■ **ACTIVITY**:
Print out the entries, word for word.

■ **INFORMATION SUPPLIED**:
===============
PR #110, opened 2020-08-20
fixes #109 guarding against "ignore edge/nodata" but "don't mask nodata"

### LINKED ISSUE #109: convolve 2d bug?
This is from @dcdenu4: https://drive.google.com/file/d/1R3QsQGQCud6-QNjtbodaz6fm5mawliu6/view?usp=sharing

Summary
=======

When running ``pygeoprocessing.convolve_2d`` on a raster with patched values 
surrounded my nodata values ( like spots on a cow ) the output is corrupt. 
When replacing the nodata values for that raster with 0s, the output is as 
expected.

Files
=====

* convolution-bug-script.py
    A python script with the paths defined to replicate the issue. This calls
    ``convolve_2d`` on ``urban_c_aligned.tif`` and ``kernel_urban_c.tif``. 
    The output is ``output_convolution.tif``.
===============
■ **RESPONSE BELOW**:
PR #110, opened 2020-08-20
fixes #109 guarding against "ignore edge/nodata" but "don't mask nodata"

### LINKED ISSUE #109: convolve 2d bug?
This is from @dcdenu4: https://drive.google.com/file/d/1R3QsQGQCud6-QNjtbodaz6fm5mawliu6/view?usp=sharing

Summary
=======

When running ``pygeoprocessing.convolve_2d`` on a raster with patched values 
surrounded my nodata values ( like spots on a cow ) the output is corrupt. 
When replacing the nodata values for that raster with 0s, the output is as 
expected.

Files
=====

* convolution-bug-script.py
    A python script with the paths defined to replicate the issue. This calls
    ``convolve_2d`` on ``urban_c_aligned.tif`` and ``kernel_urban_c.tif``. 
    The output is ``output_convolution.tif``.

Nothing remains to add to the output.